**TASK BRIEF:**
Pick out all lines with the word "call" from the records that follow.

● ● ● ●

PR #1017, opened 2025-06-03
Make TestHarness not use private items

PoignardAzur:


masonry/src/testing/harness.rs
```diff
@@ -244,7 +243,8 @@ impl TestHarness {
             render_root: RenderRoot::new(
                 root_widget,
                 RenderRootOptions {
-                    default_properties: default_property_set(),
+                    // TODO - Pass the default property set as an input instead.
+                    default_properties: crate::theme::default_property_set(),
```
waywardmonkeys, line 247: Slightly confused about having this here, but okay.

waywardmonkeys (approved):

● ● ● ●

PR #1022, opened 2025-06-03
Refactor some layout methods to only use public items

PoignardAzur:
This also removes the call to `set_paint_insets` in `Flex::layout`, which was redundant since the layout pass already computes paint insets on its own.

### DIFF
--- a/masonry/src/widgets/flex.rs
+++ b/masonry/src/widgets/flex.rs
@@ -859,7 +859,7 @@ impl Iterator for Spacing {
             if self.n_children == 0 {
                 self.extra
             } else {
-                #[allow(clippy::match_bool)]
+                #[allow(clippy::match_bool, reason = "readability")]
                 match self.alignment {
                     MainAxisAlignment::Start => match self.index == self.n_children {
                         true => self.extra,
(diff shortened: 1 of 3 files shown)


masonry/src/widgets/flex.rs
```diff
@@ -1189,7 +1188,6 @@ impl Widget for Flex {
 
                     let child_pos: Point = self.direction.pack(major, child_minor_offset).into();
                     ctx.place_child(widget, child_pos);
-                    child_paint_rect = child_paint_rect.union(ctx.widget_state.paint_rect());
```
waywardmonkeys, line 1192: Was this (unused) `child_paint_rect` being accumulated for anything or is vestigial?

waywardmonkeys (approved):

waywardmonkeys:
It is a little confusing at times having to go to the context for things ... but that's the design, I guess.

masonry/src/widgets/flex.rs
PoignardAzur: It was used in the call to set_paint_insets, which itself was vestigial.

● ● ● ●

**OUTPUT FOR THIS EXERCISE:**
This also removes the call to `set_paint_insets` in `Flex::layout`, which was redundant since the layout pass already computes paint insets on its own.
PoignardAzur: It was used in the call to set_paint_insets, which itself was vestigial.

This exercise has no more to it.